__GIVEN DATA__.
PR #233, opened 2026-07-04
chore(docs): remove an internal engineering audit inadvertently tracked in the public repo

RevealUIStudio:
## What

Removes an internal engineering audit document that was inadvertently tracked in this public repository. It is internal working material and does not belong on the public surface.

## Why

Surfaced by an internal fleet documentation audit (2026-07-03). The file is internal-only content that should never have been committed to a public repo.

## Note for owner — git history

Removing the file from `HEAD` does **not** remove it from the repository's pushed git history — the blob remains retrievable from prior commits and via the GitHub API/clones. Please decide whether a **history purge + force-push** is warranted here (precedent: the 2026-07-02 revkit tarball history purge). If so, that is a separate, owner-run operation after this PR merges.

## Verification

- `docs/audits/` is now empty (the directory held only this one file).
- No code or references point at the removed path.

🤖 Generated with [Claude Code](https://claude.com/claude-code)

PR #234, opened 2026-07-04
docs: reconcile studio release status + macOS caveat, scrub private-key store paths from KEY_GENERATION

RevealUIStudio:
## What

Doc-currency + hygiene pass on three docs, surfaced by an internal audit (2026-07-03):

**`docs/KEY_GENERATION.md`** — the runbook named concrete revvault store paths for the binary/code-signing **private** keys. Genericized those to placeholders and pointers to the internal key index, so the public runbook no longer discloses exact private-key store locations. Public-key wiring steps are unchanged. No secret values were ever present or added.

**`apps/studio/README.md`** — the status line claimed "prebuilt binary release is **not** yet shipped." Reconciled to reality: prebuilt binaries are published on GitHub Releases (first release `studio-v0.1.0`, 2026-07-02; macOS · Linux · Windows). Documented the macOS **unsigned / ad-hoc** first-launch caveat (right-click → Open). In-app auto-update is described as **configured but not yet live** — verified the `releases.revealui.com` update endpoint returns 404 for the update manifests, so it is not presented as working.

**`docs/GETTING_STARTED.md`** — added the same macOS ad-hoc first-launch caveat next to the download table, and the note that in-app auto-update is not live yet. (The release link and the four-tier Free/Pro/Max/Enterprise list were already current.)

## Verification

- `studio-v0.1.0` confirmed published (2026-07-02) with macOS/Linux/Windows assets; `studio-v0.1.1` is now the latest.
- Auto-update endpoint probed: `releases.revealui.com/studio/<target>/<arch>/latest.json` → HTTP 404 (not serving manifests) → documented as "not yet live," not as working.
- No private-key revvault store paths remain in `docs/KEY_GENERATION.md`.

File-disjoint from the companion PR that removes an internal audit doc (#233).

### DIFF
--- a/apps/studio/README.md
+++ b/apps/studio/README.md
@@ -1,6 +1,6 @@
 # RevealUI Studio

__WHAT IS BEING ASKED__.
Every line above from the line with "presented as working." to the line with "- Auto-update endpoint", both included, must be reproduced exactly, and no other line may appear.

__ANSWER TO THIS TASK__.
**`apps/studio/README.md`** — the status line claimed "prebuilt binary release is **not** yet shipped." Reconciled to reality: prebuilt binaries are published on GitHub Releases (first release `studio-v0.1.0`, 2026-07-02; macOS · Linux · Windows). Documented the macOS **unsigned / ad-hoc** first-launch caveat (right-click → Open). In-app auto-update is described as **configured but not yet live** — verified the `releases.revealui.com` update endpoint returns 404 for the update manifests, so it is not presented as working.

**`docs/GETTING_STARTED.md`** — added the same macOS ad-hoc first-launch caveat next to the download table, and the note that in-app auto-update is not live yet. (The release link and the four-tier Free/Pro/Max/Enterprise list were already current.)

## Verification

- `studio-v0.1.0` confirmed published (2026-07-02) with macOS/Linux/Windows assets; `studio-v0.1.1` is now the latest.
- Auto-update endpoint probed: `releases.revealui.com/studio/<target>/<arch>/latest.json` → HTTP 404 (not serving manifests) → documented as "not yet live," not as working.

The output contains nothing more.